Senior Judge of the United States District Court for the Northern District of Iowa
- In office June 4, 2015 – March 2, 2019

Chief Judge of the United States District Court for the Northern District of Iowa
- In office December 31, 1999 – December 30, 2006
- Preceded by: Michael Joseph Melloy
- Succeeded by: Linda R. Reade

Judge of the United States District Court for the Northern District of Iowa
- In office August 26, 1994 – June 4, 2015
- Appointed by: Bill Clinton
- Preceded by: Donald E. O'Brien
- Succeeded by: Leonard T. Strand

Magistrate Judge of the United States District Court for the Southern District of Iowa
- In office 1991 – August 26, 1994

Personal details
- Born: Mark Warren Bennett June 4, 1950 (age 75) Milwaukee, Wisconsin, U.S.
- Education: Gustavus Adolphus College (BA) Drake University Law School (JD)

= Mark W. Bennett =

American judge (born 1950)

Mark Warren Bennett (born June 4, 1950) is a former United States district judge of the United States District Court for the Northern District of Iowa and a professor at Drake University Law School.

==Education==

Born in Milwaukee, Wisconsin, Bennett grew up in the Twin Cities and received his Bachelor of Arts degree in political science and urban studies from Gustavus Adolphus College in 1972 and a Juris Doctor from Drake University Law School in 1975.

== Legal career ==
Bennett began his own firm, Babich, Bennett, & Nickerson, now known as Babich Goldman, after law school. He was in private practice in Des Moines, Iowa from 1975 to 1991 and also served as general counsel to the Iowa Civil Liberties Union from 1975 to 1989, specializing in employment, civil rights, and constitutional litigation. Bennett argued before the Supreme Court of the United States once and wrote several successful petitions for certiorari. He served on numerous committees for the Iowa State Bar Association and the Iowa Trial Lawyers Association.

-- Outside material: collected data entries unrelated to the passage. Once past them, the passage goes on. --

PR #715, opened 2024-10-29
feat: Enhance validations and mix task

doomspork:
This is a proof-of-concept. @jsegal205 @btkostner thoughts?

image


lib/companies/schema/company.ex
```diff
@@ -1,27 +1,33 @@
...
   @moduledoc false
+  use Ecto.Schema
+
+  import Ecto.Changeset
+
   alias Companies.Industries
 
-  # @enforce_keys [:industry, :last_changed_on, :location, :name, :website]
+  schema "companies" do
+    field(:blog, :string)
```
doomspork, line 10: Need to update the .formatter.exs if we keep this.

lib/companies/schema/company.ex
```diff
@@ -1,27 +1,33 @@
...
-    :location,
-    :name,
-    :website
-  ]
+    timestamps()
+  end
 
   def build(_filename, attrs, _body) do
     struct!(__MODULE__, Map.to_list(attrs))
   end
```
doomspork, line 25: Let's rethink this.

mix.exs
```diff
@@ -5,7 +5,7 @@ defmodule Companies.MixProject do
     [
       app: :companies,
       version: "0.1.0",
-      elixir: "~> 1.17",
+      elixir: "~> 1.16",
```
doomspork, line 8: I'll undo this.

mix.exs
```diff
@@ -77,7 +77,8 @@ defmodule Companies.MixProject do
       {:floki, ">= 0.0.0", only: :test},
       {:phoenix_live_reload, "~> 1.2", only: :dev},
       {:dart_sass, "~> 0.5", runtime: Mix.env() == :dev},
-      {:parallel_stream, "~> 1.1", only: [:dev, :test]}
+      {:parallel_stream, "~> 1.1", only: [:dev, :test]},
+      {:ecto, "~> 3.12", only: [:dev, :test]}
```
doomspork, line 81: 🔤

doomspork:
I also updated Zipbooks to trigger the GHA @jsegal205 made

lib/companies/schema/company.ex
```diff
@@ -1,27 +1,33 @@
 defmodule Companies.Schema.Company do
   @moduledoc false
+  use Ecto.Schema
+
+  import Ecto.Changeset
+
   alias Companies.Industries
 
-  # @enforce_keys [:industry, :last_changed_on, :location, :name, :website]
+  schema "companies" do
```
btkostner, line 9: Odd thought, but what about adding a `file_path` attribute to the struct? This will allow us to add validation messages on it, as well as allowing us to do fun future things like adding a "Quick Edit" button in the web UI that points to GitHub edit page.

lib/mix/tasks/validate_companies.ex
```diff
@@ -0,0 +1,74 @@
...
+        :error
+
+      {:error, reason} ->
+        IO.puts("❌ #{file_path} failed: #{reason}")
+        :error
+
+      _ ->
+        :error
+    end
+  end
```
btkostner, line 58: If we do the above with `file_path`, I'd simplify this function and have it always return a changeset. If we can't parse the file, then we create a new empty changeset with an error on `file_path`.

This would allow us to separate the validation logic and the display validation logic.

lib/companies/schema/company.ex
btkostner: Yeah, seems weird to have a build function with two of the params not used.

lib/companies/schema/company.ex
```diff
@@ -1,27 +1,33 @@
...
+    field :blog, :string
+    field :description, :string
+    field :github, :string
```
btkostner, line 12: We should validate the format to a URL with `github.com` as the host, and no `/` in the path.

lib/companies/schema/company.ex
```diff
@@ -1,27 +1,33 @@
...
+    field :industry, :string
+    field :jobs, {:array, :string}
+    field :last_changed_on, :date
+    field :location, :map
```
btkostner, line 16: Also possibly a nested struct with it's own validation.

btkostner (commented):
I like. I added some comments about maybe adding more info. Take it or leave it (my brain might be fried)

test/schema/company_test.exs
```diff
@@ -1,12 +1,26 @@
...
-      refute Company.validate_industries(%Company{industry: "Non-existant"})
+  @attrs %{
+    name: "Acme Corp",
+    website: "https://example.com/",
+    github: "",
+    industry: "Information Technology",
+    location: %{"city" => "City", "state" => "State", "country" => "Country"},
+    description: "Description of Acme Corp goes here.",
+    last_changed_on: "2021-01-01"
+  }
```
jsegal205, line 14: Would it make sense to use either the [alpha.exs](https://github.com/beam-community/elixir-companies/blob/main/test/support/companies/alpha.exs) or [zulu.exs](https://github.com/beam-community/elixir-companies/blob/main/test/support/companies/zulu.exs) factories (with a bit of updating to make them valid)?

lib/companies/schema/company.ex
```diff
@@ -1,27 +1,33 @@
 defmodule Companies.Schema.Company do
   @moduledoc false
+  use Ecto.Schema
+
+  import Ecto.Changeset
```
jsegal205, line 5: ❤️ 

I briefly thought about adding ecto and using a changeset to do the validations in #711, but I wasn't sure about the overhead of adding ecto when it wasn't used in tandem with a DB. Glad you went the way of ecto.

lib/companies/schema/company.ex
jsegal205: For future, we could make this more generic of `field :open_source_link, :string` to be inclusive of gitlab or bitbucket.

test/schema/company_test.exs
doomspork: I thought about it and I want to clean all of that up. Alpha and Zulu exist to be valid and loaded by the nimble publisher for some other tests, they wouldn't work for the invalid companies so need to solve for that.

lib/companies/schema/company.ex
doomspork: We don't need to add a DB adapter to Ecto and we can specify it's dev/test only to eliminate the production overhead.

lib/companies/schema/company.ex
doomspork: Agreed. Location has definitely been a toughy.

lib/mix/tasks/validate_companies.ex
```diff
@@ -0,0 +1,74 @@
+defmodule Mix.Tasks.ValidateCompanies do
```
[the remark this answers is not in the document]
doomspork: Yes but the tasks + action need a little more work, especially when there are non-company files modified.

test/schema/company_test.exs
doomspork: The other reason I didn't use one here is I wanted the parameters to be clear in the test not hidden in a factory or fixtures that's loaded into a variable and passed in.

jsegal205: Yeah that makes sense to me. My brain leans towards DRY things but explicit and obvious makes sense. Let me know if I can help with any of the cleanup.

lib/mix/tasks/validate_companies.ex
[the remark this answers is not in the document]
jsegal205: FYI I made a bunch of updates to the current GHA file for validating companies with https://github.com/beam-community/elixir-companies/pull/717 . This _SHOULD_ only pick company related files in pull requests.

==Federal judicial service==

From 1991 to 1994, Bennett was a United States magistrate judge for the United States District Court for the Southern District of Iowa. On June 21, 1994, Bennett was nominated by President Bill Clinton to a seat on the United States District Court for the Northern District of Iowa vacated by Donald E. O'Brien on recommendation from Tom Harkin. Bennett was confirmed by the United States Senate on August 9, 1994, and received his commission on August 26, 1994. As a district judge, Bennett presided over a federal death penalty trial in the 1993 Iowa murders case. He served as chief judge from 1999 to 2006, and assumed senior status on June 4, 2015. He retired from active service on March 2, 2019.

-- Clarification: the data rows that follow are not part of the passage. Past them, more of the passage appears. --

PR #719, opened 2024-10-31
Update naming of company industry gha

jsegal205:


.github/workflows/validate_company_industry.yml
```diff
@@ -2,11 +2,10 @@ name: Validate Company Industry
 
 on:
   pull_request:
-    paths:
-      - "priv/companies/*.exs" # only run on changes to company files
```
jsegal205, line 6: As the workflow is required, I removed the path filtering for when the workflow is ran otherwise the required check would remain in pending state [per the docs](https://docs.github.com/en/enterprise-cloud@latest/pull-requests/collaborating-with-pull-requests/collaborating-on-repositories-with-code-quality-features/troubleshooting-required-status-checks#handling-skipped-but-required-checks).

This path protection is also listed in the changed file job - https://github.com/beam-community/elixir-companies/blob/main/.github/workflows/validate_company_industry.yml#L39

btkostner (approved):

PR #720, opened 2024-11-01
support GHA on push to main and adding to merge queue

jsegal205:
ISSUE: 
Screenshot 2024-11-01 at 11 08 30 AM

Adding things to the merge queue didn't run the validate company GHA. 

Github docs on [`merge_group`](https://docs.github.com/en/actions/writing-workflows/choosing-when-your-workflow-runs/events-that-trigger-workflows#merge_group).

### DIFF
--- a/.github/workflows/validate_company_industry.yml
+++ b/.github/workflows/validate_company_industry.yml
@@ -2,6 +2,10 @@ name: Validate Company Industry
 
 on:
   pull_request:
+  push:
+    branches:
+      - main
+  merge_group:
 
 jobs:
   validate:


.github/workflows/validate_company_industry.yml
```diff
@@ -2,6 +2,10 @@ name: Validate Company Industry
 
 on:
   pull_request:
+  push:
+    branches:
+      - main
```
jsegal205, line 7: I'm not sure if this is FULLY needed but I added it for good measure just in case.

doomspork (approved):

PR #721, opened 2024-11-01
[feat]: add Beam community common config

jsegal205:
Implement https://github.com/beam-community/common-config


.github/workflows/common-config.yaml
```diff
@@ -0,0 +1,52 @@
...
+
+      - name: Setup Node
+        uses: actions/setup-node@v4
+        with:
+          node-version-file: .tool-versions
+
+      - name: Setup Elixir
+        uses: stordco/actions-elixir/setup@v1
+        with:
+          github-token: ${{ secrets.GH_PERSONAL_ACCESS_TOKEN }}
```
jsegal205, line 40: This doesn't specify the elixir and erlang versions here. [By default this action will read from the .tool-versions file](https://github.com/stordco/actions-elixir/blob/main/setup/README.md#usage) and this repo uses differ node, elixir and erlang version than what is noted in common-config repo file.

@btkostner is there some documentation we can / should add to the common-config repo for how to override this file so it doesn't get lost with the periodic syncs? Or is the comment at the top of this file a bit of a scare tactic?

btkostner: This is kinda intentional because we might need to load dependencies and changing versions can break that. With that said, it's not a great solution because it also means we don't know what elixir version our common-config scripts will run against.

doomspork (approved):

During his time as a judge, Bennett sat by designation on the United States Court of Appeals for the Eighth Circuit, the United States Court of Appeals for the Ninth Circuit, and many district courts.

=== Sentencing practices ===
Bennett is an outspoken opponent of mandatory minimum sentencing. Several of his decisions opposing strict applications of sentencing laws have been reviewed by the Supreme Court of the United States.

In a 2003 case, Judge Bennett was reversed three times by the United States Court of Appeals for the Eighth Circuit for considering post-sentencing rehabilitation when sentencing a defendant who had subsequently recovered from drug addiction and gained stable employment. The Supreme Court then granted certiorari and reversed the Eighth Circuit in 2011, adopting Judge Bennett's position.

In 2007, a divided Eighth Circuit, sitting en banc, reversed Judge Bennett after he refused to apply the 100:1 powder/crack cocaine sentencing disparity. The Eighth Circuit was then reversed by the Supreme Court, which held that District Court judges could categorically reject that ratio.

In 2015, when an offender faced a mandatory thirty-year consecutive sentence, Judge Bennett wished to consider the mandatory minimum when sentencing on its predicate offense, but believed that he could not under Eighth Circuit precedent. The Eighth Circuit affirmed. The Supreme Court granted certiorari and unanimously reversed the Eighth Circuit, holding that Judge Bennett could follow his preferred approach.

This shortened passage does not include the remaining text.